[Your assignment]:
Write all of the entries out again exactly.

Saved entries
PR #2152, opened 2026-07-07
Bug fix: "u is not iterable" on GitHub skill import

### LINKED ISSUE #1550: :bug: Import failed: u is not iterable
### Describe the bug

If a user enters the URL https://github.com/kagenti/kagenti/blob/main/.claude/skills/github%3Aissues/SKILL.md into the URL field of http://kagenti-ui.localtest.me:8080/skills/import , this message appears.

### Steps To Reproduce

See above.

### Expected Behavior

Either the skill at the URL endpoint should be loaded, or an error message should explain why.

### Additional Context

_No response_

esnible:
## Summary

Fixes the `Import failed` alert with reason `u is not iterable` on the Import Skill page when auto-importing a skill from a GitHub URL.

[Solved problem]:
PR #2152, opened 2026-07-07
Bug fix: "u is not iterable" on GitHub skill import

### LINKED ISSUE #1550: :bug: Import failed: u is not iterable
### Describe the bug

If a user enters the URL https://github.com/kagenti/kagenti/blob/main/.claude/skills/github%3Aissues/SKILL.md into the URL field of http://kagenti-ui.localtest.me:8080/skills/import , this message appears.

### Steps To Reproduce

See above.

### Expected Behavior

Either the skill at the URL endpoint should be loaded, or an error message should explain why.

### Additional Context

_No response_

esnible:
## Summary

Fixes the `Import failed` alert with reason `u is not iterable` on the Import Skill page when auto-importing a skill from a GitHub URL.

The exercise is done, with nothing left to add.